Solidly modern (frontier or near-frontier): - ✅ Pydantic AI agent framework with type-safe tool registration - ✅ Domain-scoped tool sets (reduces "too many tools" failure mode) - ✅ Hybrid retrieval (semantic + keyword, RRF fusion) - ✅ Three-tier memory hierarchy (session → daily → permanent) - ✅ Cache-friendly system prompt design (datetime in user turn) - ✅ Dual observability with shared OTEL provider - ✅ Managed prompts with drift detection - ✅ Multi-step planning with scratchpad threading and resume - ✅ Approval gate via stateless sentinel pattern - ✅ MCP for external integrations - ✅ Push-model wearable ingest (sidesteps both privacy and OAuth issues)

Common but you've skipped (intentionally or not): - ⚠️ No re-ranking pass on retrieved context (cross-encoder or LLM-as-reranker) - ⚠️ No HyDE / query rewriting for retrieval - ⚠️ No mid-turn self-critique loop (reflection happens nightly, not within a request) - ⚠️ No structured output schemas on most tools (the planner uses one — others don't) - ⚠️ No prompt evals or A/B testing harness on top of your scoring infrastructure

Frontier patterns worth considering next: - 🔮 Computer use (Claude's screen-grab tool use) — let Kwasi see and click, not just call APIs - 🔮 Sub-agent delegation with shared workspace — your planner could spawn parallel sub-agents instead of sequential steps - 🔮 Memory consolidation via graph extraction (Mem0, Zep) — extract entity relationships from conversations into a knowledge graph - 🔮 Continuous fine-tuning of a small classifier on your routing decisions — your keyword router could become a learned router with zero LLM cost - 🔮 Agentic evaluation — have a separate "judge" agent score the main agent's responses, feed scores into Langfuse


Where to save this

After approval, this curriculum will be written to docs/curriculum.md and linked from docs/index.md so it's discoverable alongside the other docs.
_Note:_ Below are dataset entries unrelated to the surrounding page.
PR #1400, opened 2023-03-22
fix: the expand button's z-index is the same as Header

Steven-nagisa-Y:
Changed Header's z-index which is the same as expand button from z-10 to z-20.


boojack (approved):

PR #1418, opened 2023-03-27
feat: add setup cmd

dshemin:
Hi!

Thanks a lot for such good self-hosted application. But I have an issue: I tried to write an Ansible script for deploying Memos to my home server and want to create host user from my playbook. In order to be able to do it I made this command.


boojack:
Could you write a docs about usage scenario and steps to use it?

We then walk through one session per sitting; you can interrupt for "wait, explain that" or "show me the code" at any point.

How to run the walkthrough

For each session, the rhythm is: 1. You read the section (5–10 min) 2. I open the actual files at the line numbers cited and we trace through together 3. You do the exercises (10–20 min) — I'm here to answer questions 4. We discuss the state-of-the-art note — what would you change with another year of work?

Total time across all 8 sessions: roughly 6–10 hours, comfortably spread over a week or two.